PR #10150, opened 2026-04-06
fix: use user-specific temp directories for multi-user support

### LINKED ISSUE #10128: /tmp/cline directory permission conflict when multiple users run Cline CLI
### Plugin Type

CLI

### Cline Version

3.77.0

### What happened?

This ticket was generated by the /bugreport tool in the cline TUI. I've updated a few bits here and there.

When running Cline CLI with two different user accounts on the same Debian machine, the second user's Cline instance crashed with an EACCES permission error. This happens because Cline creates a shared `/tmp/cline` directory owned by the first user who runs it, and subsequent users cannot access it due to permission restrictions. The expected behavior would be for each user to have their own isolated temp directory (e.g., `/tmp/cline-$USER` or using user-specific paths) to prevent permission conflicts.

### Steps to reproduce

1. Log in as User A on a Debian/Linux machine
2. Run Cline CLI (creates `/tmp/cline` directory owned by User A)
3. Log in as User B on the same machine
4. Run Cline CLI
5. When Cline needs to write to the tmp directory (which for me seemed to be when it wanted to run a git command?) it crashes with EACCES permission error when trying to access `/tmp/cline`

### Provider/Model

openrouter / qwen/qwen3.6-plus:free

### System Information

Cline CLI - Node.js: 2.13.0, Node.js: v24.14.1, Architecture: x64

RealMisterPotato:
- Change temp directory from 'cline' to 'cline-{username}' for better isolation between users on the same machine
- Update documentation in constructor and file header to reflect the new naming scheme
- Prevents different users from accessing each other's temp files on shared systems

Fixes multi-user isolation for Linux:/tmp, macOS, and Windows temp dirs

### Related Issue

**Issue:** #10128 

### Type of Change

-   [ ] ♻️ Refactor Changes
-   [ ] 💅 Cosmetic Changes
-   [ ] 🏃 Workflow Changes

### Pre-flight Checklist

### Additional Notes
Fixes #10128


ClineXDiego:
Thanks for the PR! The direction is right but it needs a couple of fixes before we can merge:

1. **`os.userInfo()` needs a try-catch** - this call throws in Docker containers and CI runners where the UID isn't in `/etc/passwd`. Since this runs in the singleton constructor at module load, an unhandled throw crashes the whole extension. Wrap it in try-catch and fall back to the old `cline` directory name. See `src/utils/shell.ts` line 156 for the existing pattern.

2.  **Migration for existing users** - Changing the directory name orphans files in the old `/tmp/cline` for every existing user (not just multi-user setups). The fix should either: (a) only use the per-user name when the shared directory has permission issues, or (b) include a one-time migration that moves/deletes the old directory. Option (a) is simpler and avoids breaking single-user setups.\n\nCould you update the PR to address these? Happy to re-review once those are in.

RealMisterPotato:
Updated the PR with the requested edits :)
---
Return, with nothing added or dropped, the line containing "Thanks for the" and every line after it to the end of the listing above.

Thanks for the PR! The direction is right but it needs a couple of fixes before we can merge:

1. **`os.userInfo()` needs a try-catch** - this call throws in Docker containers and CI runners where the UID isn't in `/etc/passwd`. Since this runs in the singleton constructor at module load, an unhandled throw crashes the whole extension. Wrap it in try-catch and fall back to the old `cline` directory name. See `src/utils/shell.ts` line 156 for the existing pattern.

2.  **Migration for existing users** - Changing the directory name orphans files in the old `/tmp/cline` for every existing user (not just multi-user setups). The fix should either: (a) only use the per-user name when the shared directory has permission issues, or (b) include a one-time migration that moves/deletes the old directory. Option (a) is simpler and avoids breaking single-user setups.\n\nCould you update the PR to address these? Happy to re-review once those are in.

RealMisterPotato:
Updated the PR with the requested edits :)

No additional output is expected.